Money In & Out: Amounts Are Smaller Coming In and Bigger Going Out
![Money in and out cartoon by Mickey Paraskevas](https://www.danspapers.com/wp-content/uploads/2018/11/MoneyInandOutCartoonbyMickeyParaskevas.jpg)
When I first started Dan’s Papers 60 years ago, here is how money was handled.
If you worked for a week ending Friday, on Friday afternoon I wrote you a check for the number of hours you worked times the rate of pay you agreed to for that week. You could go out and cash the check or deposit it in your bank account.
If you cashed it, you could go shopping with the money. A nice feeling. If a blouse had a tag that said it was $20, you gave the merchant $20 and took it home.
A few years went by. There was a change.
I still paid for work done for the week at the end of the week in which it was performed. But if you went shopping for a blouse that had a tag that said it was $20, you gave the merchant $20.80. The merchant would tell you the extra $.80 was for Nelson Rockefeller. He was the governor and he now was charging a sales tax.
A few more years went by and there was another change.
Now when I paid someone at the end of the week for the work that they did—say it was $300 (about $1,900 in today’s money)—I paid them $282.44. The reason was Social Security and other entitlements. Earlier, it had been the responsibility of the worker to pay it at tax time every year, but apparently there were shirkers. So now Dan’s Papers and the other employers made sure it was paid.
At a store buying a $20 blouse, you still paid $20.80, but now, wait a minute, that had changed to $21.10. The tax percentage had gone up.
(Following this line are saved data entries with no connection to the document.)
PR #1101, opened 2020-09-01
[SIG-1848] User history

janjaap:
This PR contains changes that render a user's edit history in the user detail page. For that, this PR:
- Adds an extra request to the `UserDetail` component to retrieve the history
- Applies layout changes to the `UserForm` component so that its children are properly aligned
- Rewrites all the tests for the `UserDetail` component
- Applies a fix to the `useFetchResponseNotification` hook that prevents unnecessary rerenders for every component that uses that hook.


jpoppe (approved):
Like the fixture names, and tests are looking really clean 👍🏻 , nice!

PR #1110, opened 2020-09-02
[SIG-3088] Refactor KTO form

janjaap:
This PR rewrites both the `KtoContainer component as well as its inner form component. All redux/saga boilerplate has been removed, since it's not necessary for the form's functionality.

Then came still more changes.
If you finished work on Friday and held your hand out asking for your check, you got told, in some places, that you would now be paid on Monday, because the company needed a few days to figure out how much less than the original amount was owed to you.
Another change.
Credit cards were invented. This was a great convenience, because you didn’t have to pay the $21.20 (it was still creeping up) right away for the blouse. You could go home with it without actually giving them any money at all. They’d just swipe your card. And the card company would make the payment later on and you paid the credit card company when they sent you a bill. The trade-off was that if you didn’t pay the credit card company’s bill on time, they’d add onto it a staggering penalty, often as much as 22% a month, until you did. The $20 blouse could end up costing you $120.
Time went by.
Now most companies wouldn’t be paying you for the hours you worked until a further week went by. Doing the deductions seemed to have become more complicated than they thought. So you’d no longer be getting paid on Friday for the work you did that week, but for the work you did the week before. In essence, you were lending the company you worked for a week’s pay.
A few years later, companies decided if one week was good, then two weeks was better. The new rule put into effect was now finish your week’s work and you got paid 14 days later—less the deductions, of course.
Next came pay in advance. It started in stores as layaway. Give them bits of money at a time, and when, at a later date, it gets to what the cost is, they give it to you.
Soon they began doing it with food, especially fast food. Go into the drive-up at a McDonald’s and order a Big Mac with fries and a chocolate shake and proceed to the first window. There you pay. Then you’re off to the second window and they give you the food.
I thought about this when I first did it. And I figured it out. If you got the food at the first window, you might just drive off without paying. Hey!
And now it’s spreading. Lots of companies require you pay ahead. Notice your phone bill? It’s for the upcoming month. Your cable bill? Same thing. Pay now, get the service later.
And here comes direct deposit. You don’t get paid at all. Instead, the company you work for sends your pay electronically to your bank. And they do it twice a month, rather than every two weeks, a little creep to 15 days from 14. Is it available the day it hits your bank account? Or do you have to wait five days? Not sure.
Things used to be what they seemed. No more.